When the Euphoria Ends
The Democrats are euphoric because they have the 60 votes for the health care bill and it is hard not to get caught up in their excitement of finally overcoming the Republican no machine. But one has to ask after the confetti settles, what was really accomplished and is now the Senate completely dysfunctional with the filibuster and the 60-vote requirement for every bill becoming the national standard?
I think what will dawn on most people if they really look at this thing is that it is not a health care reform bill, but a health welfare bill. From my vantage point it looks like we simply added a bunch of people to health care coverage under the existing system, with no reform of the existing system. But what do I know and it is true that there still could be a decent bill as a result of the conference committee between the House and Senate, but I doubt it. What is even more scary are the issues raised eloquently by Howard Dean and Tavis Smiley on MSNBC’s Meet the Press.
First lets focus on what Dr. Dean brought to the table:
“Here’s the major problem, David. We have committed–in this last week of unseemly scrambling for votes, we have committed to go down a path in this country where private insurance will be the way that we achieve universal health care. That means we’re going to have a 30-year battle with the insurance industry every time when we try to control costs and try to get them do things. It is not a coincidence, David Gregory, that insurance company stocks, health insurance company stocks, hit a 52-year high on Friday. So they must know something that the rest of us don’t.
It is possible to do that. Two other countries that I know of do that exclusively in private insurance. It is very, very difficult. It is very, very expensive. We are nowheres near where Switzerland and the Netherlands are in terms of their regulatory apparatus on the private insurance industry. So I, I, I just think this is going to be a very, very difficult, tough row to hoe.”
In simple words he laid out the problem, that would be private insurance companies and they were in the drivers seat on crafting this bill. So to think we could implement the kind of control necessary to make this system work is really a pipe dream. But Tavis Smiley took this one step beyond and focused what has happened and what it portends for the other tough issues we face:
“And here’s the problem for me. It’s not just, David, that we’re not getting the kind of health care that we were promised we were going to get, it’s that in the president’s first big fight with a powerful lobby in Washington, the White House lost and they lost big. And that, I think, portends something very dangerous down the road for all the other issues we have to deal with where lobbies are going to be pushing back on the White House.”
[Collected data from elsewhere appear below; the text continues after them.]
Issue #726, opened 2024-02-06
Engine can process AV channel and its policies


tomcrane:
To be refined once RFC from #709 produced.

## Acceptance Criteria

* Update AppSetting to store mappings as per RFC
* Create endpoint to return known policyData values (keys of dictionary)
* Update AV processing to use these values to create ElasticTranscoder jobs + create transcoded output(s) in correct locations (behaviour as-is).

PR #748, opened 2024-02-28
Add AV settings to Engine

JackLewis-digirati:
This PR is related to #726 

It provides an additional endpoint used to provide valid `iiif-av` policies for use by the API

This is tracked by a sub-task [here](https://digirati.atlassian.net/browse/WDC-57)

### DIFF
--- a/src/protagonist/Engine/Ingest/IngestController.cs
+++ b/src/protagonist/Engine/Ingest/IngestController.cs
@@ -2,7 +2,9 @@
 using System.Text.Json;
 using DLCS.Model.Messaging;
 using Engine.Ingest.Models;
+using Engine.Settings;
 using Microsoft.AspNetCore.Mvc;
+using Microsoft.Extensions.Options;
 
 namespace Engine.Ingest;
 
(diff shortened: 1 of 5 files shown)


src/protagonist/Engine/Ingest/IngestController.cs
```diff
@@ -51,6 +55,16 @@ public async Task<IActionResult> IngestAsset(CancellationToken cancellationToken
 
         return ConvertToStatusCode(message, result.Status);
     }
+    
+    /// <summary>
+    /// Retrieve allowed av options
+    /// </summary>
+    [HttpGet]
+    [Route("allowed-av")]
+    public IActionResult ReturnAllowedAvOptions()
```
griffri, line 64: `ReturnAllowedAvOptions` makes sense as a name, but would `GetAllowedAvOptions` be slightly clearer and in-line with other methods seen throughout the DLCS?

griffri (approved):
This looks fine, there's just one (admittedly nitpicky!) thing that's on my mind.

donaldgray (approved):

Issue #629, opened 2023-09-20
Engine handles thumbs and iiif-img delivery channel


tomcrane:
Handle `thumbs` and `iiif-img` delivery-channels. Thumb handling using new service as per https://github.com/dlcs/protagonist/blob/develop/docs/adr/0006-engine-imageserver.md

Incoming asset may have one or the other or both, but a single "unit of work" needs to assess the asset and process in a certain order. See the ADR for sequence diagrams outlining flow.

Engine is always making SOME thumbs for an image, a union of the secret policy #627 and the supplied policy; the supplied policy may be nothing so it's a union of the secret policy and an empty set.

# Acceptance Criteria

- Playwright tests exist to describe all permutations in the ADR
- Engine produces the correct derivatives for each permutation, the broad categories are:
   - Thumbs only. Sizes are union of those specified in policy and "unofficial" sizes. (if `thumbs` channel only).
   - A JP2 and the unofficial thumbs (if `iiif-img` channel only).
   - A JP2 and union of specified + "unofficial" sizes (if `iiif-img` and `thumbs` channels).
- Thumbnail sizes are determined by looking at the actual size of the JPEG returned from Cantaloupe (currently these are provided in JSON payload returned from Appetiser).
- Update https://github.com/dlcs/protagonist/blob/develop/docs/storage-keys.md with location for transient origin-image once decided.

See below for possible permutations as channel, origin-strategy, image-policy and image format can affect processing. This is taken from the ADR - note that this isn't the purpose of that ADR and was working notes helped to produce output.

| d-c             | ImageOptPolicy | Origin Type  | Origin Format | What happens in Engine                                                                                                                              |
| --------------- | -------------- | ------------ | ------------- | --------------------------------------------------------------------------------------------------------------------------------------------------- |
| iiif-img,thumbs | default        | http*        | *             | Download origin. Calls Appetiser to convert. Uploads converted to S3. Calls Cantaloupe to generate thumbs. Uploads thumbs to S3.                    |
| iiif-img,thumbs | default        | http*        | image/jp2     | Download origin. Calls Appetiser to convert (would be a no-op). Uploads converted to S3. Calls Cantaloupe to generate thumbs. Uploads thumbs to S3. |
| iiif-img,thumbs | default        | s3-optimised | *             | Download origin. Calls Appetiser to convert. Uploads converted to S3. Calls Cantaloupe to generate thumbs. Uploads thumbs to S3.                    |
[...]

Issue #621, opened 2023-09-20
Update logic for Orchestrator and Engine to determine if an Asset has a particular deliveryChannel


tomcrane:
Engine and Orchestrator need to identify if an Asset is available on a particular delivery-channel, using the new schema. This is currently an extension method that interogates the `string[]` on an Asset.

## Acceptance Criteria
* Engine can identify whether an Asset has a particular delivery channel to build a list of workers to process.
* Orchestrator can identify whether an Asset has a particular delivery channel to service delivery requests.
* Update/replace calls to existing `HasDeliveryChannel()` to use new/updated method.

tomcrane:
Read delivery channel information from the new tables - see https://docs.google.com/document/d/16hoPUHWO3Rh4Ko734GiNhdOHmRoE-w7AV4gEF561aPg/edit

tomcrane:
Further development of `hasDeliveryChannel` extension method

PR #755, opened 2024-03-06
Update engine to use an asset from the database, as opposed to the request

### LINKED ISSUE #622: Update Engine HydrateAssetPolicies() method for delivery channel model
Load full delivery channels information and update Asset model correctly. 

Everything in Engine should read the policies populated here rather than fetch again - load the asset, use EF include to populate the actual values of dc policies (e.g., thumb sizes) and then this is used from here on in Engine.

## Acceptance Criteria

* On receipt of sync or async method the Engine will fetch Asset from database, whether we receive fully hydrated object or not.
* This fetch includes all policyData that Engine will use for processing.

### LINKED ISSUE #726: Engine can process AV channel and its policies

JackLewis-digirati:
Resolves #622  

This PR updates engine ingest to use an asset from the database, compared to an asset from the request

### DIFF
--- a/src/protagonist/Engine/Infrastructure/ServiceCollectionX.cs
+++ b/src/protagonist/Engine/Infrastructure/ServiceCollectionX.cs
@@ -4,14 +4,18 @@ using DLCS.AWS.S3;
 using DLCS.AWS.SQS;
 using DLCS.Core.Caching;
 using DLCS.Core.FileSystem;
+using DLCS.Model;
+using DLCS.Model.Assets;
 using DLCS.Model.Auth;
 using DLCS.Model.Customers;
 using DLCS.Model.Policies;
 using DLCS.Model.Processing;
 using DLCS.Model.Storage;
 using DLCS.Repository;
+using DLCS.Repository.Assets;
 using DLCS.Repository.Auth;
 using DLCS.Repository.Customers;
+using DLCS.Repository.Entities;
 using DLCS.Repository.Policies;
 using DLCS.Repository.Processing;
 using DLCS.Repository.Storage;
@@ -118,6 +122,8 @@ public static class ServiceCollectionX
     public static IServiceCollection AddDataAccess(this IServiceCollection services, IConfiguration configuration)
         => services
             .AddScoped<IPolicyRepository, PolicyRepository>()
+            .AddScoped<IAssetRepository, AssetRepository>()
+            .AddScoped<IEntityCounterRepository, EntityCounterRepository>()
             .AddScoped<IEngineAssetRepository, EngineAssetRepository>()
             .AddScoped<ICustomerOriginStrategyRepository, CustomerOriginStrategyRepository>()
             .AddSingleton<ICredentialsRepository, DapperCredentialsRepository>()
--- a/src/protagonist/Engine/Infrastructure/ServiceCollectionX.cs
+++ b/src/protagonist/Engine/Infrastructure/ServiceCollectionX.cs
@@ -4,18 +4,14 @@ using DLCS.AWS.S3;
 using DLCS.AWS.SQS;
 using DLCS.Core.Caching;
 using DLCS.Core.FileSystem;
-using DLCS.Model;
-using DLCS.Model.Assets;
 using DLCS.Model.Auth;
 using DLCS.Model.Customers;
 using DLCS.Model.Policies;
 using DLCS.Model.Processing;
 using DLCS.Model.Storage;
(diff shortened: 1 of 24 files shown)


griffri (approved):

src/protagonist/Engine/Infrastructure/ServiceCollectionX.cs
```diff
@@ -118,6 +122,8 @@ public static IServiceCollection AddAssetIngestion(this IServiceCollection servi
     public static IServiceCollection AddDataAccess(this IServiceCollection services, IConfiguration configuration)
         => services
             .AddScoped<IPolicyRepository, PolicyRepository>()
+            .AddScoped<IAssetRepository, AssetRepository>()
+            .AddScoped<IEntityCounterRepository, EntityCounterRepository>()
```
donaldgray, line 126: Engine shouldn't require `IEntityCounterRepository` as it never touches entity-counters.

src/protagonist/Engine/Ingest/AssetIngester.cs
```diff
@@ -70,14 +73,22 @@ public Task<IngestResult> Ingest(LegacyIngestEvent request, CancellationToken ca
...
+            return new IngestResult(asset, IngestResultStatus.Failed);
+        }
+        
         // get any matching CustomerOriginStrategy 
-        var customerOriginStrategy = await customerOriginRepository.GetCustomerOriginStrategy(request.Asset, true);
+        var customerOriginStrategy = await customerOriginRepository.GetCustomerOriginStrategy(asset, true);
             
         // set Thumbnail and ImageOptimisation policies on Asset
-        await HydrateAssetPolicies(request.Asset);
+        await HydrateAssetPolicies(asset);
```
donaldgray, line 88: Does this ticket include updating what this method does? It currently loads full `ThumbnailPolicy` and `ImageOptimisationPolicy` data but those have been replaced

src/protagonist/Engine/Ingest/AssetIngester.cs
```diff
@@ -70,14 +73,22 @@ public Task<IngestResult> Ingest(LegacyIngestEvent request, CancellationToken ca
     /// <returns>Result of ingest operations</returns>
     public async Task<IngestResult> Ingest(IngestAssetRequest request, CancellationToken cancellationToken = default)
     {
+        var asset = await assetRepository.GetAsset(request.Asset.Id);
```
donaldgray, line 76: This could result in a cached read. Do we need control over what is loaded here (with `.Include()`)?

src/protagonist/Engine/Ingest/AssetIngester.cs
JackLewis-digirati: I don't think it was explicitly called out for removal, but might make sense to do it here - only reason I can see not to, is if it would be covered under the full "strip out old delivery channels" work, which I don't believe it is - so will get this updated

src/protagonist/Engine/Infrastructure/ServiceCollectionX.cs
JackLewis-digirati: it's used by `AssetRepository` to decrement `SpaceImages` and `CustomerImages` on delete - looking at this a bit deeper, it looks like there's a method in `EngineAssetRepository` which does something similar to what I need, so will look to remove `AssetRepository`

JackLewis-digirati: so I've managed to do this, but probably needs a discussion as there's a small change that has to be made to the `EngineAssetRepository` where it changes a `bool` that I'm not sure on the impact of

tomcrane (approved):

src/protagonist/Engine/Ingest/AssetIngester.cs
JackLewis-digirati: actually, I've just looked at this and might make more sense in either #621 or #629 as removing them breaks the `AppetiserRequestModel` from sending values such as `kdu_max`

JackLewis-digirati: stuck a note on #629

PR #762, opened 2024-03-13
Validate AV policyData in API

### LINKED ISSUE #751: API validates AV policyData using known list from Engine
#726 introduces a new endpoint to return a list of known AV policyData values. This list should be used to validate incoming deliveryChannelPolicies for AV channel.

## Acceptance Criteria

* API validates deliveryChannelPolicies for AV against known list.
* List is fetched and cached for long time.
  * Engine is not called on startup to reduce dependency of Engine and API running at the same time.
* If values provided is unknown, return a 400.
  * Includes Engine returning `[]`
* If error fetching from Engine, return a 500.

griffri:
Resolves #751 and WDC-54

This PR gives `DeliveryChannelPolicyValidator` the ability to validate AV policyData against a cached list of transcoder policies retrieved from the new `/allowed-av` endpoint added to Engine in #726.

It also introduces a new change to the API `appSettings.json`: `EngineDirectIngestUri` has now been replaced with `EngineRoot` - `EngineClient` calls `/allowed-av`, `/image-ingest` and `/asset-ingest` using this as the base URL.


src/protagonist/API.Tests/Integration/DeliveryChannelTests.cs
```diff
@@ -18,13 +26,38 @@ namespace API.Tests.Integration;
...
+        "video-webm-720p",
+        "audio-mp3-128k"
+    };
     
     public DeliveryChannelTests(DlcsDatabaseFixture dbFixture, ProtagonistAppFactory<Startup> factory)
     {
         dbContext = dbFixture.DbContext;
-        httpClient = factory.ConfigureBasicAuthedIntegrationTestHttpClient(dbFixture, "API-Test");
+        httpHandler = new ControllableHttpMessageHandler();
+        httpClient = factory
```
donaldgray, line 44: There's an overload of `ConfigureBasicAuthedIntegrationTestHttpClient` that takes a delegate to customise the webAppFactory, saves repeating the Auth stuff.

```cs
httpClient = factory.ConfigureBasicAuthedIntegrationTestHttpClient(dbFixture, "API-Test",
            f => f.WithLocalStack(storageFixture.LocalStackFixture));
```

src/protagonist/API/Features/DeliveryChannels/AvChannelPolicyOptionsRepository.cs
```diff
@@ -0,0 +1,30 @@
...
+        this.appCache = appCache;
+        cacheSettings = cacheOptions.Value;
+        this.engineClient = engineClient;
+    }
+
+    public async Task<IReadOnlyCollection<string>?> RetrieveAvChannelPolicyOptions()
+    {
+        const string key = "avChannelPolicyOptions";
+        
+        return await appCache.GetOrAdd(key, () => engineClient.GetAllowedAvPolicyOptions(),
```
donaldgray, line 27: If we receive a `null` or `empty` value that could signify an issue, either config or service down. If that's the cause would it be worth caching a null object, or caching for a shorter duration? By caching for `Long` if the Engine was down and came back up it would take a while for that to be reflected - or would need the cache to be flushed / service restarted to pickup.

src/protagonist/DLCS.Repository.Tests/Messaging/EngineClientTests.cs
```diff
@@ -28,7 +28,10 @@ public class EngineClientTests
     public EngineClientTests()
```
donaldgray, line 28: Worth adding a test for new method here?

src/protagonist/DLCS.Repository/Messaging/EngineClient.cs
```diff
@@ -26,7 +28,10 @@ public class EngineClient : IEngineClient
     private readonly HttpClient httpClient;
     private readonly ILogger<EngineClient> logger;
     private readonly DlcsSettings dlcsSettings;
-
+    
+    private const string EngineIngestEndpoint = "asset-ingest";
+    private const string LegacyEngineIngestEndpoint = "image-ingest";
```
donaldgray, line 33: We do not need to handle this. The whole Legacy handling will be removed in the future but don't introduce new code to handle it as it's a path that's never called.

src/protagonist/API/Features/DeliveryChannels/AvChannelPolicyOptionsRepository.cs
```diff
@@ -0,0 +1,30 @@
+﻿using System.Collections.Generic;
+using DLCS.Core.Caching;
+using DLCS.Model.DeliveryChannels;
+using DLCS.Repository.Messaging;
+using LazyCache;
+using Microsoft.Extensions.Options;
+
+namespace API.Features.DeliveryChannels;
+
+public class AvChannelPolicyOptionsRepository : IAvChannelPolicyOptionsRepository
```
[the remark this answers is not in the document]
donaldgray: `*Client` classes directly interact with external services so don't think that suits (`EngineClient`, `AppetiserClient` etc).

src/protagonist/API/Features/DeliveryChannels/AvChannelPolicyOptionsRepository.cs
donaldgray: Following on from

>would it be worth caching a null object

I don't think `null` values are cached so it would always be a cache miss in that instance.

src/protagonist/DLCS.Repository/Messaging/EngineClient.cs
```diff
@@ -134,6 +142,22 @@ public class EngineClient : IEngineClient
...
+        {
+            var response = await httpClient.GetAsync("allowed-av", cancellationToken);
+            return await response.Content.ReadFromJsonAsync<IReadOnlyCollection<string>>(
+                cancellationToken: cancellationToken);
+            
+        }
+        catch(Exception ex)
+        {
+            logger.LogError("Failed to retrieve allowed iiif-av policy options from Engine", ex);
+            return null;
```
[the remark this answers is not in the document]
donaldgray: This is a legit error but if Engine is down we don't want to repeatedly try and hit it. Caching null value for a short duration would prevent that, another option would be to use a circuit-breaker on the httpClient.

donaldgray (approved):

JackLewis-digirati (approved):

PR #772, opened 2024-03-22
Remove deprecated functionality (LegacyIngestEvent & InitialOrigin)

### LINKED ISSUE #759: Remove LegacyIngestEvent and InitialOrigin functionality
The following functionality is no longer required and can be removed:

* `LegacyIngestEvent` and all usages. This was used for testing Deliverator-API -> Protagonist-Engine interactions to validate old/new behaviour. At one point there was a possibility of rolling out Protagoinst-Engine while still using Deliverator-API but this won't happen now. `UseLegacyEngineMessage` appSetting controls whether API uses this format so can also be removed.
* `"InitialOrigin"` usage in Portal. This field was removed in #622/#750 but is still available in CSV upload.

griffri:
Resolves #759

`InitialOrigin` is no longer expected by the Portal batch uploader when reading a CSV file. The sample file available for download has also been updated to reflect this change.

Legacy payload support and its associated tests and configuration have been removed from Engine.


donaldgray (approved):
LGTM - there's still a mention of legacy handling in engine readme - that should be removed too.

donaldgray (approved):

PR #221, opened 2022-05-23
Adding new `Angle` unit

lobis:
This PR adds a new unit to measure angles. Previously they were defined only in radians.

Radians is still the default unit, but now `deg` or `degree(s)` can also be used. I also added `rad` and `radian(s)` as units in case anyone wants to be more explicit with the unit.

I will also updated some examples on `restG4` to make use of this unit so that they are easier to understand.

### DIFF
--- a/source/framework/tools/inc/TRestSystemOfUnits.h
+++ b/source/framework/tools/inc/TRestSystemOfUnits.h
@@ -33,7 +33,7 @@
 namespace REST_Units {
 
 // We use more common physics units instead of SI unit
-enum Physical_Unit { Energy, Time, Distance, Mass, Electric, Magnetic, Pressure, Angle, NOT_A_UNIT = -1 };
+enum Physical_Unit { Energy, Time, Length, Mass, Electric, Magnetic, Pressure, Angle, NOT_A_UNIT = -1 };
 
 class TRestSystemOfUnits {
    private:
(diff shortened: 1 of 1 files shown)


source/framework/tools/inc/TRestSystemOfUnits.h
```diff
@@ -23,16 +24,16 @@
 #include <string>
 
 #ifdef REST_UnitsAdd_Caller
-#define AddUnit(name, type, scale) const double name = _AddUnit(#name, type, scale)
+#define AddUnit(name, type, scale) double name = _AddUnit(#name, type, scale)
```
juanangp, line 27: I know this is not related with this PR, but do we really need a macro for that? I think we just need a lookup table

```
const std::map REST_Units_Map<std::string, std::pair<Physical_Unit, double> >{
  {"meV", std::make_pair (REST_Units::Energy, 1e6) },
  {"keV", std::make_pair (REST_Units::Energy, 1e3) },
  ....
}
```
Then to check for a particular unit:
```
if(REST_Units_Map.find("myUnit") == REST_Units_Map.end() ) return error;//Unit not found
Physical_Unit unit =  REST_Units_Map["myUnit"].first;
double conversion = REST_Units_Map["myUnit"].second;
```

jgalan: I dont think it is a systematic practice in our code

lobis: > I dont think it is a systematic practice in our code

I agree, in this case I think it's very well contained.

lobis: why did you request I remove the `const` qualifier @juanangp ?

juanangp:
Most of the pipelines are failing, do you understand why?

lobis:
> Most of the pipelines are failing, do you understand why?

No, but hopefully it gets fixed by merging master intro this branch, as it looks like it has to do with submodules.

source/framework/tools/inc/TRestSystemOfUnits.h
juanangp: I didn't request to remove any `const` under this PR, did I?

lobis: > I didn't request to remove any `const` under this PR, did I?

nevermind, I got it wrong, sorry.

juanangp (approved):

glorialuzon (approved):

But I do believe that you have to stand on your principle. And with all due respect to the White House and the president, who deserves great credit for taking this issue on and pushing it further down the field than any other seven presidents have done, you still have to ask where is the principle that we started out with, and how firm have we stood on that principle? I think that the danger of this White House is this, that the president and his team appear to be incrementalists. I, I warned the last time I was on this program, quoting Dr. King, about taking the tranquilizing drug of gradualism. I don’t know that we get from here to there on all the issues that matter to Americans, that we sounded off on at the polls last year. If the strategy on health care, on torture, on climate change, on the economy, is going to be one of incrementalism, that ain’t going to get it done.”
Said another way, if you compromise your principles to get a bill, any bill, there will never really be any change. Even worse, this approach previews the failures ahead on the other great issues before us. Of course all of this would not be necessary if the Senate still was a place for majority rule. I have often argued that visionaries and the great changes they bring are not because of a super majority see that way forward. It requires overcoming the conventional wisdom and getting a simple majority is hard enough. Paul Krugman, in his column this morning (A Dangerous Dysfunction) touched on this problem and how the Senate could simply do away with this onerous requirement. Nothing in the Constitution requires a super majority. Will we fix it? I doubt it. But if we don’t we are doomed to repeat the failures of the last thirty years.